Let us recall here that the countries participating in IYPT are free to state their own rules for the organization of the regional tournaments. For example, up to the academic year 2020/2021, German national committee organized Fights similarly as described in the current paper and they stated three fairness conditions to be fulfilled in decreasing order of importance: : (1) no two teams from the same school (center) compete within one Fight, (2) no team has the same Opponent more than once, (3) if possible, each team competes with 6 different teams in its 3 Fights in the tournament. Notice that the first condition was our non-cooperativity constraint and the last condition was similar to our strong fairness, but we enforce a lower bound on the number of problems a team encounters during the tournament, instead of teams.

For the academic year 2021/2022, as published in the German national IYPT webpage https://www.gypt.org/, Germany defines Fights with only two teams: the Reporter and the Opponent. Each team reports on the problems it announced beforehand, and the organizers prepare a schedule stating who will oppose which problem of which team. No fairness criteria have been officially formulated, so a questions for possible future research may be to find plausible ones and explore their computability.
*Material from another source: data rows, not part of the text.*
PR #128, opened 2020-10-14
Transmitter

CansWang:
Add control bits and phase interpolator to the tx_top for top-level integration


vlog/chip_src/tx_16t1/tx_top.sv
```diff
@@ -1,38 +1,218 @@
...
+    
+    input wire rst, // Global reset for Tx
+    input wire cke, // Gloabl lock gating for Tx
+
+    // Control and input of the phase interpolator
+    // input tx.rstb, // rst_bar for pi
+
+
+    // input tx.clk_in_pi,
+    input tx.clk_async, // Asynchronous clock for phase measurement
```
sgherbst, line 17: I suggest putting these debug signals into an interface, as we have done for the analog core.  You could start by copying ``dragonphy2/vlog/chip_src/analog_core/acore_debug_intf.sv`` to ``dragonphy2/vlog/chip_src/tx_16t1/tx_debug_intf.sv`` and then modifying the interface as needed.  I think the signals that you need are mostly the PI- and input divider-related signals from ``acore_debug_intf``, plus a few extras.

You'll notice that ``acore_debug_intf`` has two ``modports``, ``acore`` and ``dcore``.  I think you would rename the ``acore`` modport to ``tx``, so that in the ``tx_top`` I/O list, you could just write:
```systemverilog
module tx_top (
   ...
   tx_debug_intf.tx tx,
   ...
); 
```
instead of having to write out all of the ``tx.*`` signals individually.  Within the module definition for ``tx_top``, I don't think that you would have to change anything since you can refer to interface members using the same "dot" syntax.

This should make it easier to update the list of debug signals, and should also reduce the likelihood of typos.  It also fits in nicely with the way that we have set up JTAG debug registers (each interface has a corresponding Markdown file in ``dragonphy2/md``.

vlog/chip_src/tx_16t1/tx_top.sv
```diff
@@ -1,38 +1,218 @@
...
 module tx_top (
     input wire [15:0] din,
-    input wire clk_q,  // The clock inout must follow this order, (rising edge order) Q->I->QB->IB-Q
-    input wire clk_i,  // The clock is a quarter-rate clock with respect to output data rate
-    input wire clk_qb, // q, i, qb, ib spaced evenly within a clock cycle
-    input wire clk_ib,
-    output reg clk_prbsgen,  // Output clock for 16-bit prbs generator
-    output reg dout // Data output
+    input wire mdll_clk, // Clock from MDLL
+    input wire ext_clk, // Clock from external source
```
sgherbst, line 7: Since ``ext_clk`` also goes to ``analog_core``, please check with @sjkim85 that the additional loading by ``tx_top`` on this clock signal is OK.

vlog/chip_src/tx_16t1/tx_top.sv
```diff
@@ -1,38 +1,218 @@
...
+wire residue_buf1;
+wire residue_buf2;
+
 wire clk_halfrate;  // Input clock for 16 to 4 mux
+wire clk_q;  // The clock inout must follow this order, (rising edge order) Q->I->QB->IB-Q
+wire clk_i;  // The clock is a quarter-rate clock with respect to output data rate
+wire clk_qb; // q, i, qb, ib spaced evenly within a clock cycle
+wire clk_ib;
+
+wire [3:0] tx.clk_interp_slice; // Output from the phase interpolator
```
sgherbst, line 84: Please avoid using a "dot" in signal name declarations

vlog/chip_src/tx_16t1/tx_top.sv
```diff
@@ -1,38 +1,218 @@
...
+wire [3:0] tx.clk_interp_sw; //
+
+
+
+wire tx.clk_in_pi;
+wire tx.rstb;
+tx.rstb = ~ rst;
+
+//Global clock gating 
+assign clk_prbsgen_reg = cke ? 1b'0 : clk_prbsgen; //Output clock gating
```
sgherbst, line 94: Two notes here:
1. It is not allowed to ``assign`` to a ``reg`` -- you can only assign to a ``wire``.  I think you could solve this problem by changing ``clk_prbsgen_reg`` to a ``wire`` (and probably change the name, too, since it is not a ``reg``).  This might help to clear things up: https://www.verilogpro.com/verilog-reg-verilog-wire-systemverilog-logic/.
2. In general, I would advise against adding logic in the clock path like this, since it may be problematic for closing timing in synthesis, and also because it can introduce clock glitches.  I prefer to use ``cke`` in the sequential logic that uses the clock, e.g.
```verilog
always @(posedge clk) begin
    if (rst) begin
        q <= 0;  // reset output
    end else if (cke) begin
        q <= d;  // clock enabled
    end else begin
        q <= q;  // clock disabled; do nothing
    end
end
```
Automated clock gating in synthesis should recognize this pattern and insert clock gating circuit if it is advantageous from a power perspective.  I don't have a great reference for this, but you could look at Fig. 2 and Fig. 3 in this paper to get a better sense of what I'm talking about: https://ieeexplore-ieee-org.stanford.idm.oclc.org/stamp/stamp.jsp?tp=&arnumber=5733874

vlog/chip_src/tx_16t1/tx_top.sv
```diff
@@ -1,38 +1,218 @@
...
+
+wire tx.clk_in_pi;
+wire tx.rstb;
+tx.rstb = ~ rst;
+
+//Global clock gating 
+assign clk_prbsgen_reg = cke ? 1b'0 : clk_prbsgen; //Output clock gating 
+assign tx.ext_clk = cke ? 1b'0 : ext_clk;  // Input external clock gating
+assign tx.mdll_clk = cke ? 1b'0 : mdll_clk; // Input external clock gating
+assign residue_buf1 = 1 ? 1b'0 : residue_clk_halfrate; // This buf act as a buffer to filter any potential interference of the floating internal clock node.
```
sgherbst, line 97: Sorry, I don't quite follow what the purpose of these two lines is -- it look like ``residue_clk_halfrate`` and ``residue_clk_prbsgen`` are driven, not floating.

vlog/chip_src/tx_16t1/tx_top.sv
```diff
@@ -1,38 +1,218 @@
...
+    .clk_Q(tx.clk_interp_slice[0]),  // Quarter-rate clock input
+    .clk_QB(tx.clk_interp_slice[2]),
+    .clk_I(tx.clk_interp_slice[1]),
+    .clk_IB(tx.clk_interp_slice[3]),
+    .din(qr_data_p), // Quarter-rate data from half-rate 16 to 4 mux
+    .rst(rst),
+    .cke(cke),
     .ck_b2(clk_halfrate), // Divided quarter-rate clock for 16 to 4 mux
-    .data(dout) // Final data output
+    .data(dout_p) // Final data output
```
sgherbst, line 194: Just to check, I think ``dout_p`` and ``dout_n`` don't yet have the output drivers or termination added yet, right?

vlog/chip_src/tx_16t1/tx_top.sv
CansWang: The differential signal is generated by calling the 16 to 4 and 4 to 1 mux once again with inverting inputs `~din`. The extra clock divider signal will be floating, just to ensure there are no uncertain connections, I put a gating on it.

vlog/chip_src/tx_16t1/tx_top.sv
CansWang: No, I haven't instantiated the output buffer and termination on it yet.

vlog/chip_src/tx_16t1/tx_top.sv
```diff
@@ -1,38 +1,218 @@
...
+
+
+
+wire tx.clk_in_pi;
+wire tx.rstb;
+tx.rstb = ~ rst;
+
+//Global clock gating 
+assign clk_prbsgen_reg = cke ? 1b'0 : clk_prbsgen; //Output clock gating 
+assign tx.ext_clk = cke ? 1b'0 : ext_clk;  // Input external clock gating
```
sgherbst, line 95: I don't think gating circuitry is needed ``ext_clk`` and ``mdll_clk``, since they go directly to the ``input_divider``, which already handles clock selection and can be disabled.

vlog/chip_src/tx_16t1/tx_top.sv
```diff
@@ -1,38 +1,218 @@
...
+                .max_sel_mux(tx.max_sel_mux[k])
+            );
+            assign tx.pi_out_meas[k] = (tx.sel_meas_pi[k] ?
+                                                 tx.clk_interp_slice[k] :
+                                                 tx.clk_interp_sw[k]) & tx.en_meas_pi[k];
+        end
+    endgenerate
+
+// Clock input divider
+	input_divider indiv (
```
sgherbst, line 149: Please mention to @sjkim85 that you want to use his ``input_divider`` block.  I think that he is already making some updates so that ``phase_interpolator`` can be used as a standalone block, so please check if similar updates are needed to use ``input_divider`` in the transmitter.

vlog/chip_src/tx_16t1/tx_top.sv
CansWang: Okay, sure. I will dig into that and make corresponding changes.

> I suggest putting these debug signals into an interface, as we have done for the analog core. You could start by copying `dragonphy2/vlog/chip_src/analog_core/acore_debug_intf.sv` to `dragonphy2/vlog/chip_src/tx_16t1/tx_debug_intf.sv` and then modifying the interface as needed. I think the signals that you need are mostly the PI- and input divider-related signals from `acore_debug_intf`, plus a few extras.
> 
> You'll notice that `acore_debug_intf` has two `modports`, `acore` and `dcore`. I think you would rename the `acore` modport to `tx`, so that in the `tx_top` I/O list, you could just write:
> 
> ```systemverilog
> module tx_top (
>    ...
>    tx_debug_intf.tx tx,
>    ...
> ); 
> ```
> 
> instead of having to write out all of the `tx.*` signals individually. Within the module definition for `tx_top`, I don't think that you would have to change anything since you can refer to interface members using the same "dot" syntax.
> 
> This should make it easier to update the list of debug signals, and should also reduce the likelihood of typos. It also fits in nicely with the way that we have set up JTAG debug registers (each interface has a corresponding Markdown file in `dragonphy2/md`.

vlog/chip_src/tx_16t1/tx_top.sv
CansWang: > Please avoid using a "dot" in signal name declarations

Noted. Will modify this.

vlog/chip_src/tx_16t1/tx_top.sv
sgherbst: Hmm, I usually think of a "floating" signal as being connected to one or more inputs, but zero outputs.  However, it looks like ``residue_clk_halfrate`` is driven by ``qr_mux_4t1_1.ck_b2`` and ``residue_clk_prbsgen`` is driven by ``hr_mux_16t4_1.clk_b2``.  In addition, ``residue_clk_halfrate`` is connected to the input ``hr_mux_16t4_1.clk_hr``.

For ``residue_clk_prbsgen`` at least, if you meant that it isn't connected to any input, you could use the ``()`` syntax to indicate that it is unused:
```verilog
hr_16t4_mux_top hr_mux_16t4_1 (
    ...
    .clk_b2(),  // was residue_clk_prbsgen
    ...
);
```

vlog/chip_src/tx_16t1/tx_top.sv
sgherbst: Thanks -- here's a short reference on SystemVerilog interfaces: https://www.doulos.com/knowhow/systemverilog/systemverilog-tutorials/systemverilog-interfaces-tutorial/.  I think that you can mostly copy & modify ``acore_debug_intf``, but this background might be helpful to better understand that code.

vlog/chip_src/tx_16t1/tx_top.sv
CansWang: Hmmm, I didn't realize that. I will think twice about whether it is necessary to have this divider or a simpler div_b2 dff will be enough. Thanks for the note!

> I don't think gating circuitry is needed `ext_clk` and `mdll_clk`, since they go directly to the `input_divider`, which already handles clock selection and can be disabled.

vlog/chip_src/tx_16t1/tx_top.sv
CansWang: > Please mention to @sjkim85 that you want to use his `input_divider` block. I think that he is already making some updates so that `phase_interpolator` can be used as a standalone block, so please check if similar updates are needed to use `input_divider` in the transmitter.

Hmmm, I didn't realize that. I will think twice about whether it is necessary to have this divider or a simpler div_b2 dff will be enough. Thanks for the note!

sgherbst: Yeah, I think the question is whether ``input_divider.sv`` can be run through synthesis and PnR like a "normal" digital block, or whether a bunch of special settings are required, in which case it would be better for you to get the ``input_divider`` from @sjkim85 as black box layout.  I'm not sure which is the case, so it would be best to check with him directly.

vlog/chip_src/tx_16t1/tx_top.sv
CansWang: Thanks for sharing the helpful materials.

vlog/chip_src/tx_16t1/tx_top.sv
CansWang: Thanks for the tutorial, this helps me clear a lot of confusion...


It appears to me that this could generate an extra DFF on the data path, which I would be a little hesitant to do so since this could be problematic in timing. 
The sequential logic of the Tx is mainly connected by explicit `wire` definitions, the DFFs in this Tx are explicitly defined and connected with other blocks...
I will go through the code with emphasis on the `cke and rst` once more.

> Two notes here:
> 
> 1. It is not allowed to `assign` to a `reg` -- you can only assign to a `wire`.  I think you could solve this problem by changing `clk_prbsgen_reg` to a `wire` (and probably change the name, too, since it is not a `reg`).  This might help to clear things up: https://www.verilogpro.com/verilog-reg-verilog-wire-systemverilog-logic/.
> 2. In general, I would advise against adding logic in the clock path like this, since it may be problematic for closing timing in synthesis, and also because it can introduce clock glitches.  I prefer to use `cke` in the sequential logic that uses the clock, e.g.
> 
> ```verilog
> always @(posedge clk) begin
>     if (rst) begin
>         q <= 0;  // reset output
>     end else if (cke) begin
>         q <= d;  // clock enabled
>     end else begin
>         q <= q;  // clock disabled; do nothing
>     end
> end
> ```
> 
> Automated clock gating in synthesis should recognize this pattern and insert clock gating circuit if it is advantageous from a power perspective. I don't have a great reference for this, but you could look at Fig. 2 and Fig. 3 in this paper to get a better sense of what I'm talking about: https://ieeexplore-ieee-org.stanford.idm.oclc.org/stamp/stamp.jsp?tp=&arnumber=5733874

sgherbst: I think the two coding styles should be logically equivalent (Fig. 2 vs. Fig. 3 in that paper), so I don't think the style I'm suggesting should cause an extra DFF to be added.  The difference is that, rather than applying clock gating logic to ``clk_prbsgen`` within ``tx_top``, you would directly wire ``clk_prbsgen`` to an output of ``tx_top``.  Then in the ``digital_core`` logic that uses ``clk_prbsgen``, I would implement sequential logic in a way that is compatible with automated clock gating.

Combining several comments, I'm basically suggesting that you remove lines 94-98 in ``tx_top`` (the three clock gating statements and the two statements related to ``residue_clk_halfrate`` and ``residue_clk_prbsgen``)

CansWang: > I think the two coding styles should be logically equivalent (Fig. 2 vs. Fig. 3 in that paper), so I don't think the style I'm suggesting should cause an extra DFF to be added. The difference is that, rather than applying clock gating logic to `clk_prbsgen` within `tx_top`, you would directly wire `clk_prbsgen` to an output of `tx_top`. Then in the `digital_core` logic that uses `clk_prbsgen`, I would implement sequential logic in a way that is compatible with automated clock gating.
> 
> Combining several comments, I'm basically suggesting that you remove lines 94-98 in `tx_top` (the three clock gating statements and the two statements related to `residue_clk_halfrate` and `residue_clk_prbsgen`)

Yeah, I will remove them. There is a little confusion from my previous comments, 
For the data path I have in the Tx top, the DFF is instantiated directly using `ff_c.sv` in `analog_core/gates`, which doesn't come with a gating/rst option. To adopt this style, I need to revise the `ff_c.sv`

Originally, I did not want to revise the ff_c.sv, so I just gate the input clock separately.

I will remove these gating codes and revise some of the `always ()` statements to follow the recommendations.

sgherbst: Sorry if I'm creating the confusion here... for the code you have right now, the gated clock signal ``clk_prbsgen_reg`` goes straight to the output of ``tx_top`` and does not appear to be used within ``tx_top``.  So I'm just saying that if you make ``clk_prbsgen`` the output of ``tx_top`` and remove the gated version, I don't think that you have to change anything else.  By the way, if you did want to create a new DFF with a clock enable, please do not modify ``ff_c``, as it is used within ``analog_core``, but instead make a copy and give the new module a different name.  But from my previous comments, I don't think this is necessary; I think you can just drive ``clk_prbsgen`` as an output of ``tx_top``, because the gating for that clock will happen in ``digital_core``.

CansWang: Noted, I will remove them.

I was trying to make sure that nothing comes in and nothing comes out by enabling the gating signal.
Sorry for the misunderstanding
Thank you for the elaborations

vlog/chip_src/tx_16t1/tx_top.sv
```diff
@@ -1,38 +1,227 @@
...
+    input wire mdll_clk, // Clock from MDLL
+    input wire ext_clk, // Clock from external source
+    
+    input wire rst, // Global reset for Tx
+    input wire cke, // Gloabl lock gating for Tx
+    input wire logic [Npi-1:0] ctl_pi[Nout-1:0],
+    input wire logic clk_async,
+    output wire logic clk_encoder,
+    input wire logic ctl_valid,
+    // Control and input of the phase interpolator
```
sgherbst, line 16: I prefer to delete obsolete code rather than commenting it out. We can always restore the old code from the git history, but it can be confusing to read/review code when a lot of it is commented out. I would typically only leave in a commented block of code if there was a remark explaining it (i.e., "uncomment this code to create an interactive plot").

vlog/chip_src/tx_16t1/tx_top.sv
```diff
@@ -1,38 +1,227 @@
...
 //This Tx top specify the connect between qr_4t1_mux_top and hr_16t4_mux_top
 
-//Instantiate half-rate 16 to 4 mux top
-wire [3:0] qr_data;  // Output of 16 to 4 mux
+// Instantiate half-rate 16 to 4 mux top
+wire [3:0] qr_data_p;  // Output of 16 to 4 mux, positive
+wire [3:0] qr_data_n;  // Output of 16 to 4 mux, negative
+wire residue_clk_halfrate;
+// wire residue_clk_prbsgen;
+wire residue_buf1;
```
sgherbst, line 78: `residue_buf1` and `residue_buf2` don't appear to be used anywhere

vlog/chip_src/tx_16t1/tx_top.sv
```diff
@@ -1,38 +1,227 @@
...
+wire residue_buf2;
+
 wire clk_halfrate;  // Input clock for 16 to 4 mux
+wire clk_q;  // The clock inout must follow this order, (rising edge order) Q->I->QB->IB-Q
```
sgherbst, line 82: `clk_q`, `clk_i`, `clk_qb`, and `clk_ib` don't appear to be used anywhere

vlog/chip_src/tx_16t1/tx_top.sv
```diff
@@ -1,38 +1,227 @@
...
+wire [3:0] clk_interp_slice; // Output from the phase interpolator
+wire [3:0] clk_interp_sw; //
+
+
+
+wire clk_in_pi;
+
+// Global reset 
+wire rstb;
+rstb = ~ rst;
```
sgherbst, line 96: I think an `assign` is needed here, i.e. `assign rstb=~rst;`

vlog/chip_src/tx_16t1/tx_top.sv
```diff
@@ -1,38 +1,227 @@
...
+                .clk_out_sw(tx.clk_interp_sw[k]),
+                .Qperi(tx.Qperi[k]),
+                .cal_out(tx.cal_out_pi[k]),
+                .del_out(inv_del_out_pi[k]),
+                .pm_out(tx.pm_out_pi[k]),
+                .max_sel_mux(tx.max_sel_mux[k])
+            );
+            // portion 4 checked | Yes
+            assign tx.pi_out_meas[k] = (tx.sel_meas_pi[k] ? clk_interp_slice[k] : clk_interp_sw[k]) & tx.en_meas_pi[k];
+            assign en_unit_pi[k] = ~tx.enb_unit_pi[k];
```
sgherbst, line 152: `en_unit_pi` doesn't appear to be connected to anything -- in `analog_core`, each `en_unit_pi[k]` is wired to the `en_unit` pin of an instance of `phase_interpolator`.  is that not needed here?

vlog/chip_src/tx_16t1/tx_top.sv
```diff
@@ -1,38 +1,227 @@
...
+    // input wire tx.bypass_inbuf_div2,
+    // input wire tx.en_inbuf_meas,
+    // input wire tx.sel_del_out_pi
+    // // Divider output 
+    // output wire tx.del_out,
+    // output wire tx.del_out_pi,
+
+    // output reg tx.inbuf_out_meas,
+    output wire clk_prbsgen,  // Output clock for 16-bit prbs generator
+    output reg dout_p, // Data output
```
sgherbst, line 66: I think `dout_p` and `dout_n` should both be `wire` rather than `reg`

vlog/chip_src/tx_16t1/div_b2.sv
```diff
@@ -2,6 +2,8 @@
 
 module div_b2 (
     input wire clkin,
+    input wire rst,
```
sgherbst, line 5: I don't think you have go back through your design adding `cke`, because you can already shut down the transmitter clock via the `en` signal of the `input_divider`.

vlog/chip_src/tx_16t1/div_b2.sv
```diff
@@ -10,8 +12,14 @@ initial begin
 end
 
 always@(posedge clkin) begin
-    #0.3;
+    if (rst) begin
```
sgherbst, line 15: From the previous comments, I think that you would just want this to be
```verilog
if (rst) begin
    clkout <= 0;
end else begin
    clkout <= ~clkout;
end
```
By the way, blocking (`=`) vs. `<=` (non-blocking) assignments can be confusing.  In general, if you're implementing sequential logic like this, then you should use the `<=` non-blocking assignment, while combination logic would use `=` (blocking).  There is some more information on this here: http://courses.csail.mit.edu/6.111/f2007/handouts/L06.pdf

vlog/chip_src/tx_16t1/tx_top.sv
```diff
@@ -1,38 +1,227 @@
...
-    .clk_IB(clk_ib),
-    .din(qr_data), // Quarter-rate data from half-rate 16 to 4 mux
+qr_4t1_mux_top qr_mux_4t1_0 (
+    .clk_Q(tx.clk_interp_slice[0]),  // Quarter-rate clock input
+    .clk_QB(tx.clk_interp_slice[2]),
+    .clk_I(tx.clk_interp_slice[1]),
+    .clk_IB(tx.clk_interp_slice[3]),
+    .din(qr_data_p), // Quarter-rate data from half-rate 16 to 4 mux
+    .rst(rst),
+    .cke(cke),
```
sgherbst, line 201: same as earlier comment -- I don't think you have to go back through your design to add `cke` here, because you can already shut down the TX clock via the `input_divider`

vlog/chip_src/tx_16t1/tx_debug_intf.sv
```diff
@@ -0,0 +1,232 @@
...
+		logic [$clog2(Nunit_pi)-1:0] Qperi[Nout-1:0]; 		// to JTAG
+ 		logic [$clog2(Nunit_pi)-1:0] max_sel_mux[Nout-1:0];	// to DCORE and JTAG
+       	logic [Nout-1:0] pi_out_meas;						// to output buffer
+       	//ADCrep
+       	// logic [1:0] del_out_rep;							// ([1] --> to output buffer [0] --> NC/open)
+		
+		// Input clock signal measurement
+		logic inbuf_out_meas;								// to output buffer									
+		
+	    // logic en_TDC_phase_reverse;
```
sgherbst, line 70: same comment as in `tx_top` -- please delete obsolete code rather than commenting it out, since it makes the code harder to read & review

vlog/chip_src/tx_16t1/tx_top.sv
CansWang: Oops, I missed one connection. 
`en_unit_pi` added.

sgherbst (approved):
LGTM, thanks!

Let us recall that teams taking part in the international final cannot choose the problems to present in advance, because the Opponent team is allowed to challenge the Presenter team with any of the 17 problems. Here, one cannot foresee which problems will be presented in the Fights, so to define fairness, only teams participating in common Fights can be taken into account.

We hope to have opened a new perspective on scheduling student scientific or debating competitions with our work. Our ILP model seems to be useful for the preparation of fair schedules of regional tournaments that are consistent with the IYPT rules of at least four countries: Austria, Slovakia, Switzerland and, until recently, Germany. Furthermore, other competition schedules could potentially be automated as well. A good starting point here is the analogous version of IYPT in mathematics, the International Tournament of Young Mathematicians. By applying an ILP approach to the rules at The World Universities Debating Championship or other debating tournaments one could also potentially determine fair schedules for debate rooms.